There is a clear parallel in the evolution of blockchain and digital identity as shown in the figure below. The rise of blockchain technologies presents a unique opportunity to make self-sovereign, citizen-identity real:

Timeline of evolution of blockchain and digital identity
Timeline of evolution of blockchain and digital identity

Blockchain value in distributed identity network

Blockchain can develop a trust platform for decentralized, citizen-centric identity.

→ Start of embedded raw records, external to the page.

PR #30256, opened 2025-06-16
:broom: just a few more circular dependencies

freben:


packages/frontend-plugin-api/src/wiring/coreExtensionData.ts
```diff
@@ -15,7 +15,7 @@
  */
 
 import { JSX } from 'react';
-import { RouteRef } from '../routing';
+import { RouteRef } from '../routing/RouteRef';
```
Rugvip, line 18: These are a bit unfortunate, they're not really circular in reality since it's just type imports. It would be nice if we didn't see any warnings for these, but it's ofc a trickier fix.

PR #30272, opened 2025-06-16
`Actions` / `ActionsRegistry`: Move things around to export as `alpha` services

benjdlambert:
A little bit of a cleanup and moving the API's to `alpha` exports where possible.

Only little bit of trickiness here is that I had to copy `simpleMock` implementation here as the `ServiceMock` is already exported as `@public` and it didn't like that when trying to export under `/alpha`, and didn't want to export `simpleMock` really.

And I would have liked to have `ActionsRegistry` and `Actions` under `@backstage/backend-defaults/alpha/actionsRegistry` and `@backstage/backend-defaults/alpha/actions` respectively but the API reports don't like that because of the filenames it would generate. Feeling it's not a blocker right now, and that we can change it later if needed.

Also decided to export them from `@backstage/backend-defaults/alpha` anyways, as they're used ion `backend-test-utils` but we could just do internal imports if we're feeling thats a better approach.


packages/backend-plugin-api/src/alpha/refs.ts
```diff
@@ -0,0 +1,56 @@
...
+ * See {@link ActionsService}
+ * and {@link https://backstage.io/docs/backend-system/core-services/actions | the service docs}
+ * for more information.
+ *
+ * @alpha
+ */
+export const actionsServiceRef = createServiceRef<
+  import('./ActionsService').ActionsService
+>({
+  id: 'alpha.core.actions',
```
Rugvip, line 40: reflecting a bit on this I can't tell whether `alpha.core.actions`, `core.alpha.actions`, or `core.actions.alpha` is the way to go. Either way it doesn't matter for this but thinking more about future process docs, both for alpha but also something like a `v2` of a service.

packages/backend-test-utils/report-alpha.api.md
```diff
@@ -0,0 +1,85 @@
...
+  const // (undocumented)
+    factory: () => ServiceFactory<ActionsService, 'plugin', 'singleton'>;
+  const // (undocumented)
+    mock: (
+      partialImpl?: Partial<ActionsService> | undefined,
+    ) => ServiceMock<ActionsService>;
+}
+
+// @alpha
+export class MockActionsRegistry
```
Rugvip, line 47: Is it important to export this one? Thinking we could keep it internal. Once could inject a mock logger via the factory tester anyway

packages/backend-test-utils/src/alpha/services/simpleMock.ts
```diff
@@ -0,0 +1,57 @@
...
+} & {
+  [Key in keyof TService]: TService[Key] extends (
+    ...args: infer Args
+  ) => infer Return
+    ? TService[Key] & jest.MockInstance<Return, Args>
+    : TService[Key];
+};
+
+/** @internal */
+export function simpleMock<TService>(
```
Rugvip, line 34: fine to copy this, we still need to settle whether this is something we want to export for broader use or not. Copy until then is the way 😁

packages/backend-test-utils/report-alpha.api.md
benjdlambert: Let's come back to this, marking this as `@internal` caused things to break with the `api-reports`.

PR #30286, opened 2025-06-16
Canon - Update TextField to use React Aria

cdedreuille:

### DIFF
--- a/packages/canon/src/components/TextField/TextField.stories.tsx
+++ b/packages/canon/src/components/TextField/TextField.stories.tsx
@@ -16,18 +16,19 @@
 
 import type { Meta, StoryObj } from '@storybook/react';
 import { TextField } from './TextField';
-import { Flex } from '../Flex';
+import { Form } from 'react-aria-components';
 import { Icon } from '../Icon';
+import { Flex } from '../Flex';
 
 const meta = {
-  title: 'Components/TextField',
+  title: 'Forms/TextField',
   component: TextField,
   argTypes: {
-    secondaryLabel: {
-      control: 'text',
-    },
-    required: {
+    isRequired: {
       control: 'boolean',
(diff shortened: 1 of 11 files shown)


packages/canon/src/components/TextField/TextField.stories.tsx
```diff
@@ -38,137 +40,107 @@ type Story = StoryObj<typeof meta>;
...
+    validate: value => (value === 'admin' ? 'Nice try!' : null),
+  },
+};
+
+export const CustomField: Story = {
+  render: () => (
+    <>
+      <FieldLabel
+        htmlFor="custom-field"
+        id="custom-field-label"
```
Rugvip, line 135: Thinking we may want to encourage `useId`? although we do still aim to support React 17 for the time being so a bit of a dilemma.

packages/canon/src/components/TextField/TextField.tsx
```diff
@@ -14,110 +14,80 @@
...
+      'aria-label': ariaLabel,
+      'aria-labelledby': ariaLabelledBy,
       ...rest
     } = props;
 
+    useEffect(() => {
+      if (!label && !ariaLabel && !ariaLabelledBy) {
+        console.warn(
+          'TextField requires either a visible label, aria-label, or aria-labelledby for accessibility',
+        );
```
Rugvip, line 49: Would you go as far as just make this an error? 😁

Rugvip (approved):

packages/canon/src/components/TextField/TextField.tsx
cdedreuille: This was the recommended way from React Aria. We could push it to an error if that's not enough but perhaps to start with, let's keep it as a warning.

Issue #30218, opened 2025-06-12
RFC: Distributed Actions with MCP in Backstage


benjdlambert:
### 📜 Issue Labels

- [x] Please familiarize yourself with the issue labels used in this project: [LABELS.md](https://github.com/backstage/backstage/blob/master/LABELS.md)

### 🔎 Search Terms

```plain
`ActionsRegistry`, MCP, Distributed Actions, Scaffolder, ModelContextProtocol
```

### 🗃️ Project Area

Core Framework

### 🔖 Need

[Model Context Protocol (MCP)](https://modelcontextprotocol.io/) is a fast moving space right now, and there’s a need to enable different MCP tools that provide access to different information and data which is surfaced through plugins in Backstage.

While MCP tools are useful on their own, there is also an opportunity to align this work with the broader Backstage framework rather than having MCP be bolted on. In many cases we expect Software Template Actions to be more or less identical to their MCP tool counterparts. Consider examples like registering a new component in the Software Catalog, paging the owner of an Entity, or opening a Pull Request; these all have potential to provide value both as actions in a Software Template, and as MCP tools.

Another related area is the opportunity to simplify the installation of Scaffolder actions. Today each action needs to be installed as a module for the scaffolder, meaning that they need to be published in their own package separately from what might be the main plugin backend package. There is room for improvement here, where we instead only need to install a single package to both provide the base functionality of the plugin and actions related to the plugin.

### 📝 Proposal

We propose the ability for plugins to define actions without the need to install a module for the Scaffolder. This means that we need to provide APIs for plugins to use to define actions that would then later be able to be invoked from other plugins.

### Actions Registry
For this, we’ve started iteration on an `ActionsRegistryService` and `ActionsService`, which would be part of the Core Services that are shipped out the box in Backstage. These allow plugins to define actions with a very similar API to the Scaffolder actions, but effectively these become distributed and installed with the plugins themselves. 
The `ActionsService` is a client on top of all these actions that are defined in the `ActionsRegistry`, allowing a plugin author to list the available actions and invoke them.

### MCP Integration
We will provide an MCP server on top of the  `ActionsRegistryService` and `ActionsService` in order to map the available actions as tools for a server, and invoke them. This will be the first step in bringing MCP integration to Backstage, with a focus on simplicity and a lightweight integration.

[...]

PR #30288, opened 2025-06-17
Add initial implementation of MCP Server

benjdlambert:
Here's the MCP Server which implements the RFC #30218.

More docs to follow shortly.


.changeset/lovely-lands-clap.md
```diff
@@ -0,0 +1,5 @@
+---
+'@backstage/plugin-mcp-backend': patch
```
freben:
```suggestion
'@backstage/plugin-mcp-backend': minor
```

plugins/mcp-backend/package.json
```diff
@@ -0,0 +1,48 @@
...
+  "backstage": {
+    "role": "backend-plugin",
+    "pluginId": "mcp"
+  },
+  "publishConfig": {
+    "access": "public",
+    "main": "dist/index.cjs.js",
+    "types": "dist/index.d.ts"
+  },
+  "private": true,
```
freben:
```suggestion
```

Right?

plugins/mcp-backend/package.json
```diff
@@ -0,0 +1,48 @@
+{
+  "name": "@backstage/plugin-mcp-backend",
+  "version": "0.1.0",
```
freben:
```suggestion
  "version": "0.0.0",
```

plugins/mcp-backend/package.json
```diff
@@ -0,0 +1,48 @@
...
+    "express": "^4.17.1",
+    "express-promise-router": "^4.1.0",
+    "zod": "^3.22.4"
+  },
+  "devDependencies": {
+    "@backstage/backend-test-utils": "workspace:^",
+    "@backstage/cli": "workspace:^",
+    "@types/express": "^4.17.6",
+    "@types/supertest": "^2.0.8",
+    "supertest": "^6.2.4"
```
freben: This one was a new yarn.lock entry

plugins/mcp-backend/src/routers/createSseRouter.ts
```diff
@@ -0,0 +1,64 @@
...
+    await server.connect(transport);
+  });
+
+  router.post('/messages', async (req, res) => {
+    const sessionId = req.query.sessionId as string;
+    const transport = transportsToSessionId.get(sessionId);
+    if (transport) {
+      await transport.handlePostMessage(req, res, req.body);
+    } else {
+      res.status(400).send('No transport found for sessionId');
```
freben:
```suggestion
      res.status(400).send(`No transport found for session '${sessionId}'`);
```

good to have

plugins/mcp-backend/src/routers/createSseRouter.ts
```diff
@@ -0,0 +1,64 @@
...
+
+    res.on('close', () => {
+      transportsToSessionId.delete(transport.sessionId);
+    });
+
+    await server.connect(transport);
+  });
+
+  router.post('/messages', async (req, res) => {
+    const sessionId = req.query.sessionId as string;
```
freben: Check for missing/empty sessionid? Which is a bit different than the check below even though they both result in a 400

plugins/mcp-backend/src/plugin.ts
```diff
@@ -0,0 +1,72 @@
...
+          mcpService,
+          httpAuth,
+          logger,
+        });
+
+        const router = Router();
+        router.use(json());
+
+        router.use('/sse', sseRouter);
+        router.use('/', streamableRouter);
```
Rugvip: Thinking we should mount this on some path, since right now it'll all just be `/api/mcp/`, which is a bit sketchy. I remember the `signals` backend being a bit trickier to deploy due to the use of `/`. Thinking `/api/mcp/v1` or something like that at least? along with `v1/sse`

plugins/mcp-backend/src/plugin.ts
```diff
@@ -0,0 +1,72 @@
...
+  actionsServiceRef,
+} from '@backstage/backend-plugin-api/alpha';
+
+/**
+ * mcpPlugin backend plugin
+ *
+ * @public
+ */
+export const mcpPlugin = createBackendPlugin({
+  pluginId: 'mcp',
```
Rugvip: Wondering if we might want to scope this a little bit more, like `mcp-actions`?

plugins/mcp-backend/src/routers/createStreamableRouter.ts
```diff
@@ -0,0 +1,100 @@
...
+          },
+          id: null,
+        });
+      }
+    }
+  });
+
+  router.get('/', async (_, res) => {
+    // We only support POST requests, so we return a 405 error for all other methods.
+    res.writeHead(405).end(
```
freben: Ah do you need writeHead because of nuances with the streaming protocol? Does that also mean that you can't use `.json` after `writeHead`?

plugins/mcp-backend/src/services/McpService.ts
```diff
@@ -0,0 +1,87 @@
...
+        })),
+      };
+    });
+
+    server.setRequestHandler(CallToolRequestSchema, async ({ params }) => {
+      const { actions } = await this.actions.list({ credentials });
+      const action = actions.find(a => a.name === params.name);
+
+      if (!action) {
+        throw new Error(`Action ${params.name} not found`);
```
freben: we could make this an InputError

freben (approved):
Alright just some random little comments

plugins/mcp-backend/src/routers/createStreamableRouter.ts
benjdlambert: ah, I think so.

This is just heavily inspired by the `@modelcontextprotocol/sdk` example implementation for stateless.

It might change over time when if/when we add state using the `DatabaseService`.

plugins/mcp-backend/src/services/McpService.ts
benjdlambert: Changed it to `NotFoundError`

plugins/mcp-actions-backend/src/routers/createSseRouter.ts
```diff
@@ -0,0 +1,70 @@
...
+    if (!sessionId) {
+      res.status(400).send('sessionId is required');
+      return;
+    }
+
+    const transport = transportsToSessionId.get(sessionId);
+    if (transport) {
+      await transport.handlePostMessage(req, res, req.body);
+    } else {
+      res.status(400).send(`No transport found for sessionId "${sessionId}"`);
```
Rugvip: [**NOPE**](https://github.com/backstage/backstage/blob/master/SECURITY.md#express-responses)

benjdlambert: OH YEAH. We should raise a PR to `mcp`.

plugins/mcp-actions-backend/package.json
```diff
@@ -0,0 +1,53 @@
+{
+  "name": "@backstage/plugin-mcp-actions-backend",
+  "version": "0.0.0",
+  "backstage": {
+    "role": "backend-plugin",
+    "pluginId": "mcp",
```
Rugvip: Needs an update

.changeset/lovely-lands-clap.md
```diff
@@ -0,0 +1,5 @@
+---
+'@backstage/plugin-mcp-actions-backend': minor
+---
+
+Initial implementation of an `mcp` backend
```
Rugvip: Needs an update

plugins/mcp-actions-backend/src/services/McpService.ts
```diff
@@ -0,0 +1,88 @@
...
+      {
+        name: 'backstage',
+        // TODO: this version will most likely change in the future.
+        version,
+      },
+      { capabilities: { tools: {} } },
+    );
+
+    server.setRequestHandler(ListToolsRequestSchema, async () => {
+      const { actions } = await this.actions.list({ credentials });
```
Rugvip, line 46: TODO to switch this to configuration-based instead?

vinzscam (approved):
🚢

PR #30292, opened 2025-06-17
fix: hide pagination query params if pagination mode is set to none

alexvoedi:
When entity list pagination is not enabled, there should be no `limit`, `cursor` or `offset` in the url query parameters since they are not used and have no effect.

We stumbled across the problem in our E2E tests, where we check the URL including query parameters. With pagination deactivated, the query parameters make no sense anyway.

### DIFF
--- a/.changeset/open-seas-ring.md
+++ b/.changeset/open-seas-ring.md
@@ -2,4 +2,4 @@
 '@backstage/plugin-catalog-react': patch
 ---
 
-fix: hide pagination query params if pagination mode is set to none
+hide pagination `queryparams` if pagination mode is set to none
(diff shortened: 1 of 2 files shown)


benjdlambert:
@vinzscam do you wanna 👍  and 🚢  this?

.changeset/open-seas-ring.md
```diff
@@ -0,0 +1,5 @@
+---
+'@backstage/plugin-catalog-react': patch
+---
+
+fix: hide pagination query params if pagination mode is set to none
```
benjdlambert:
```suggestion
hide pagination `queryparams` if pagination mode is set to none
```

benjdlambert (changes requested):
Hey :wave:

Thanks for this, just a quick mark about the changeset.

benjdlambert (approved):
Let's give this a go :tada:

PR #30293, opened 2025-06-17
`catalog`: Implement simple `get-catalog-entity` action

benjdlambert:
This is a simple action implementation that allows you to retrieve an entity from the Catalog.


Rugvip (approved):
👍

PR #30294, opened 2025-06-17
`mcp-actions`: Use `output` instead of `structuredOutput` for the time being

benjdlambert:
See the comments in the code for why we need to avoid this for now.


Rugvip (approved):
👍

PR #34292, opened 2026-05-18
Scaffolder - Added support for `when` conditions on parameter step entries

awanlin:

Added support for `when` conditions on parameter step entries. This allows template authors to conditionally show or hide wizard steps based on answers from earlier steps using the `${{ parameters.fieldName === 'value' }}` expression syntax.

The `when` keyword is used instead of `if` to avoid colliding with JSON Schema's `if`/`then`/`else` keywords, allowing both to be used freely within the same parameter step.


awanlin:
Hi @acierto, any chance you can give this a look? I've had some conversation with @benjdlambert a few weeks ago when I changes this from `if` to `when`. I'd really like to get this into the September release and ideally a few `next` release before then. 🤞

plugins/scaffolder-backend/src/service/router.ts
```diff
@@ -210,6 +211,95 @@ function formatSecretsValidationErrors(result: ValidatorResult) {
   });
 }
 
+const conditionRenderer = createTemplateRenderer();
+
+// The frontend wizard uses a lighter evaluator from @backstage/plugin-scaffolder-common
```
benjdlambert, line 216: Hmm this is unfortunate.

@rugvip what's the limitation here? Will there be a time that this is possible?

benjdlambert (commented):
Hmm it's unfortunate that we have to duplicate the templating implementation, I wonder if we can try and unblock that.

plugins/scaffolder-react/src/next/components/Stepper/Stepper.tsx
```diff
@@ -266,10 +337,10 @@ export const Stepper = (stepperProps: StepperProps) => {
         variant="elevation"
         style={{ overflowX: 'auto' }}
       >
-        {steps.map((step, index) => {
+        {visibleSteps.map((step, index) => {
           const isAllowedLabelClick = activeStep > index;
           return (
-            <MuiStep key={index}>
+            <MuiStep key={step.title}>
```
acierto, line 343: still keyed by title - router.ts defaults untitled steps to the same string, so two hidden/shown untitled steps will duplicate-key here

acierto (changes requested):
+1 on @benjdlambert's point re: duplicating the condition evaluator front/back - would like to see that resolved before merge. One more blocking issue inline.

PR #34296, opened 2026-05-19
fix(create-app): remove disabled nav-item config that breaks custom sidebar

benjdlambert:
The `nav-item` extensions were disabled in the template config to prevent duplicate rendering, but the custom sidebar already handles this via `nav.take()`. After #33788 added filtering of disabled nav items from page discovery, disabling them causes `nav.take('page:catalog')` to return nothing, breaking the sidebar navigation.


Rugvip (approved):
Needs more fixing I think, because we don't want this crash to happen in the first place imo. We'd want this fix in either way though 👍

PR #34316, opened 2026-05-19
fix: correct postgres env var casing in deploy_packages workflow

freben:

The `deploy_packages` workflow used lowercase env var names (`BACKSTAGE_TEST_DATABASE_postgres18_CONNECTION_STRING` / `postgres14`) while `TestDatabases` expects uppercase (`POSTGRES18` / `POSTGRES14`). This meant postgres was never available in that workflow's test runs, causing 4 postgres-only test suites to crash with `describe.each` receiving an empty array.

The vars were originally misspelled as `postrges` (commit 1368b85d3acf fixed the spelling but kept lowercase). The CI workflow (`ci.yml`) has had the correct uppercase casing all along, which is why PR checks passed but the deploy workflow failed.

### DIFF
--- a/packages/backend-test-utils/src/cache/TestCaches.ts
+++ b/packages/backend-test-utils/src/cache/TestCaches.ts
@@ -108,9 +108,6 @@ export class TestCaches {
   }
 
   eachSupportedId(): [TestCacheId][] {
-    if (this.supportedIds.length === 0) {
-      return [['MISSING' as TestCacheId]];
-    }
     return this.supportedIds.map(id => [id]);
   }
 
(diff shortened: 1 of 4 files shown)


packages/backend-test-utils/src/cache/TestCaches.ts
```diff
@@ -108,6 +108,9 @@ export class TestCaches {
   }
 
   eachSupportedId(): [TestCacheId][] {
+    if (this.supportedIds.length === 0) {
+      return [['MISSING' as TestCacheId]];
+    }
```
Rugvip: Hmm, don't think we should do this tbh? seems correct to just fix the env vars. Maybe we can throw a more informative error message though

Rugvip (changes requested):

Rugvip (approved):
:shipit:

packages/backend-test-utils/src/cache/TestCaches.ts
freben: Yeah i marked it as draft because the agent just did stupid things without supervision. Check now again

Using blockchain for an identity network differs from earlier approaches and makes in citizen-centric and even self-sovereign in following ways:
  • The citizens (or identity providers) own and control their identity along with all associated attributes and assets attached to that identity.
  • The identity information is stored on a distributed ledger provided shared with all participants.
  • It does not rely on third parties for the creation of identity, or validation of transactions associated with an identity.
The critical components of such a citizen-centric identity solution include smart contracts (to enforce transaction verification), libraries and tools for integration of the decentralized identity system into existing services, and an identity wallet which is usually a mobile application used to control the identity and sign attestations.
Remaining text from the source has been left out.